NYU and its voracious expansion is a worthy subject for a documentary, but too often it feels like a different documentary from the one Paradiso is making. Yes, NYU is powerful enough to count as a monolithic land baron, but the issue of what’s happened to Greenwich Village is a vastly different story. It has to do with independent landlords and the way the city has enabled them; the gradual entropy of outsider culture; the migration of gay culture from the Village to Chelsea; and other factors. Some of this is mentioned in the film, but that’s the problem — it’s just mentioned. It’s never explored.

Paradiso interviews the owners of Tea & Sympathy, a cozy nook of British tea-time cuisine who explain how their rent skyrocketed (they’re still there, however). He also talks to Jim Drougas, the proprietor of Unoppressive Non-Imperialist Bargain Books, who has long silky white hair, a face at once weathered and boyish, and the becalmed manner of someone who finds a Zen satisfaction in the act of sitting in his cramped store selling art books and comics and studies of Bob Dylan. He’s one of the last of the quintessential Village characters, yet we learn next to nothing about how he keeps his business going. There’s not enough in “The Lost Village” about the Village that’s disappearing — about what it meant to people, and maybe still means, and how it rippled out to the larger society.

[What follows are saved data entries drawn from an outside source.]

PR #1050, opened 2024-07-30
feat: improve gitops support

christophenne:
Closes # 

## ✅ Checks


pmig (changes requested):
I think I came up with the best sub command naming:

`glasskube bootstrap git --url ...` :-)

cmd/glasskube/cmd/bootstrap_gitops.go
```diff
@@ -0,0 +1,126 @@
...
+		} else if installedVersion, err = semver.NewVersion(installedVersionRaw); err != nil {
+			fmt.Fprintf(os.Stderr, "could not parse installed version: %v\n", err)
+			cliutils.ExitWithError()
+		} else if installedVersion != nil {
+			fmt.Fprintf(os.Stderr, "gitops bootstrapping on a bootstrapped cluster is not supported yet. \n")
+			cliutils.ExitWithError()
+		}
+
+		currentContext := color.New(color.Bold).Sprint(clicontext.RawConfigFromContext(ctx).CurrentContext)
+		fmt.Fprintf(os.Stderr, "Glasskube and ArgoCD will be installed in context %s.\n", currentContext)
```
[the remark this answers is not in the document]
christophenne: What if we change "context" to "cluster"? We also don't talk about the `glasskube-system` namespace in any of the other commands, so I don't see a reason why that would be done here.

cmd/glasskube/cmd/bootstrap_gitops.go
```diff
@@ -0,0 +1,126 @@
...
+		// wait for argo to be ready, then print...
+		// TODO
+
+		fmt.Fprintf(os.Stderr, "DONE\n")
+
+	},
+}
+
+func init() {
+	bootstrapGitopsCmd.Flags().StringVar(&bootstrapGitopsCmdOptions.repo, "repo", "", "URL of the GitOps Repository")
```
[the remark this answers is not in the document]
christophenne: Not sure about the conventions, but since `--url` is required anyway, wouldn't it make sense that it is an argument instead? `glasskube bootstrap git https://...`

cmd/glasskube/cmd/bootstrap_git.go
```diff
@@ -0,0 +1,148 @@
...
+		} else if client, err := dynamic.NewForConfig(cfg); err != nil {
+			fmt.Fprintf(os.Stderr, "\nAn error occurred initializing the dynamic client:\n%v\n", err)
+			cliutils.ExitWithError()
+		} else {
+			for _, obj := range objs {
+				if _, err = client.Resource(schema.GroupVersionResource{
+					Group:    "argoproj.io",
+					Version:  "v1alpha1",
+					Resource: "applications",
+				}).Namespace(obj.GetNamespace()).Apply(ctx, obj.GetName(), &obj, metav1.ApplyOptions{
```
kosmoz, line 126: using a RESTMapper would be more robust, because it ensures that the resource can be handled by the cluster and would support different kinds of resource. We do the same in pkg/bootstrap

cmd/glasskube/cmd/bootstrap_git.go
```diff
@@ -0,0 +1,148 @@
...
+		}
+
+		fmt.Fprintf(os.Stderr, "\nglasskube argo-cd application applied successfully!\n\n")
+		fmt.Fprintf(os.Stderr, "You have successfully installed Glasskube and ArgoCD in this cluster.\n")
+		fmt.Fprintf(os.Stderr, "Right now, ArgoCD is starting up and will soon sync with your GitOps repo. ")
+		fmt.Fprintf(os.Stderr, "Please note, that this might take a couple of minutes!\n\n")
+		fmt.Fprintf(os.Stderr, "Run glasskube serve to open the Glasskube UI and either open the ArgoCD UI there, "+
+			"or with the command `glasskube open argo-cd` – but of course you can also use the Argo CLI.\n"+
+			"Follow the ArgoCD docs to get and reset the password to log in: "+
+			"https://argo-cd.readthedocs.io/en/stable/getting_started/#4-login-using-the-cli)")
```
kosmoz, line 142: you can use a raw string constant for this, I think it would look cleaner. see https://github.com/glasskube/glasskube/blob/62f7e830a4bfdfaadfe184534295e96e4700a92f/pkg/bootstrap/bootstrap.go#L65 for example

cmd/glasskube/cmd/output_options.go
```diff
@@ -3,39 +3,46 @@ package cmd
 import (
 	"fmt"
 
+	"github.com/glasskube/glasskube/internal/clientutils"
 	"github.com/spf13/cobra"
 )
 
-type OutputFormat string
+type outputFormatValue string
```
kosmoz, line 10: any reason why it is not called outputFormat?

config/webhook-cert/job.yaml
```diff
@@ -3,6 +3,8 @@ kind: Job
 metadata:
   name: webhook-cert-init
   namespace: system
+  annotations:
+    argocd.argoproj.io/sync-options: Force=true,Replace=true
```
kosmoz, line 7: We could also add this annotation during bootstrap (preprocessManifests). This would have the advantage that we can only add it if "gitops" mode is enabled. What do you think?

internal/clientutils/output.go
```diff
@@ -0,0 +1,113 @@
...
+
+func pruneNonGlasskubeKeys(original map[string]string) map[string]string {
+	res := make(map[string]string)
+	for k, v := range original {
+		if strings.Contains(k, "packages.glasskube.dev") {
+			res[k] = v
+		}
+	}
+	return res
+}
```
kosmoz, line 99: To be honest I still have mixed feelings about not showing the entire object by default, but even removing labels unless explicitly requested seems kind of excessive IMO :confused:

internal/web/response.go
```diff
@@ -46,3 +46,18 @@ func (s *server) swappingRedirect(w http.ResponseWriter, path string, target str
 	locationJson, _ := json.Marshal(locationData)
 	w.Header().Add("Hx-Location", string(locationJson))
 }
+
+func (s *server) sendYamlModal(w http.ResponseWriter, obj string, err error) {
```
kosmoz, line 50: If I understand correctly, `err` here does _not_ represent an error that happened during YAML marshalling, correct? If that is the case, I think this should be made more explicit somehow because initially that's what I assumed this parameter was for.

kosmoz (changes requested):

config/webhook-cert/job.yaml
christophenne: Yes it's a good idea, will do.

internal/clientutils/output.go
christophenne: I agree, but coming from the point of view of a "glasskube argocd starter", isn't it quite a stretch to assume the user needs a super simple do-it-all automation on the one hand, but on the other hand expect them to know which labels and which fields to put into the git repo, and which not? That goes from super easy to reasonably difficult very quick. But maybe that's how it is – I don't know how this could be resolved to be honest. What I would not do is to separate the behaviour between CLI and UI, because they should always behave the same way and offer the same experience.

config/webhook-cert/job.yaml
christophenne: Ok, not so sure anymore. Now if somebody updates with the dry-run bootstrap, it doesn't know whether it is in gitops mode or not? So it would remove the annotation.

cmd/glasskube/cmd/bootstrap_gitops.go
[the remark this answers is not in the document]
pmig: as @kosmoz said Flux is doing it similarly and we should define the parameter as required. It just gives us the option to add more parameter / subcommands in the future :-)

pmig (approved):

config/webhook-cert/job.yaml
kosmoz: We could store this information as a setting via namespace annotation

internal/clientutils/output.go
kosmoz: I understand that, but at the same time it makes any automation that relies on the output less obvious, e.g. `glasskube install foo -o json | jq "..."`.

I guess, all I'm saying is that this change is based on some big assumptions about how the software is used in practice and I kind of challenge the notion that the "gitops" use-case is the most common one. In the end, I think we can go forward with this change but we should keep our ears open for feedback and be prepared to change it again down the line. :shrug:

config/webhook-cert/job.yaml
christophenne: Thanks, yes we already do that but I forgot about it

kosmoz (approved):
Apart from the unresolved conversation above, I think we can merge this. Let's find a resolution there and then :green_circle:  :green_circle:  :green_circle:

kosmoz (approved):

pmig (approved):

internal/clientutils/output.go
pmig: Let's focus on the GitOps case for now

The movie takes note of the 2010 closing of St. Vincent’s Hospital, the fabled institution — so crucial during the AIDS crisis — that was converted into luxury condos. And maybe it’s a good thing that it spares us a nostalgic rundown of the Village’s greatest hits (Dylan Thomas! The Beats! The Kingston Trio! Bob Dylan! Lenny Bruce! The Stonewall riots! Frank Serpico!). But couldn’t it have probed beneath the clichés to commemorate the Village with a devotion enriched by hindsight? Paradiso interviews Judith Malina, one of the co-founders of the Living Theatre (she died in 2015), who grouses about having to move to New Jersey and sounds utterly bitter about where she landed. I guess that’s honest, but it would have been nice to hear her testify to what made the Village a transcendent place to be, for her and others. “The Lost Village” has some insight, but it’s too bitter to recall its subject with anything but regret. The spirit of the Village gets lost in this movie too.